# Problem:
Set down the entries once more exactly as they were written.

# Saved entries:
PR #345, opened 2018-03-12
Send an HTTP Redirect in SW mode when there is a ZIM redirect.

### LINKED ISSUE #312: ServiceWorker mode fails to inject CSS/images when there are subdirectories in article paths

mossroy:
It is necessary to let the browser know in which directory it is.
Else the relative links can be broken if the original URL is in a
different directory than the final URL.

Fixes #312


Jaifroid:
I can't see any problems with this code, @mossroy , but with the big caveat that I've never delved into the serviceworker code, nor can I test it with my current setup. The changes look simple enough. I'm sure you can go ahead and merge!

# Result for this task:
PR #345, opened 2018-03-12
Send an HTTP Redirect in SW mode when there is a ZIM redirect.

### LINKED ISSUE #312: ServiceWorker mode fails to inject CSS/images when there are subdirectories in article paths

mossroy:
It is necessary to let the browser know in which directory it is.
Else the relative links can be broken if the original URL is in a
different directory than the final URL.

Fixes #312


Jaifroid:
I can't see any problems with this code, @mossroy , but with the big caveat that I've never delved into the serviceworker code, nor can I test it with my current setup. The changes look simple enough. I'm sure you can go ahead and merge!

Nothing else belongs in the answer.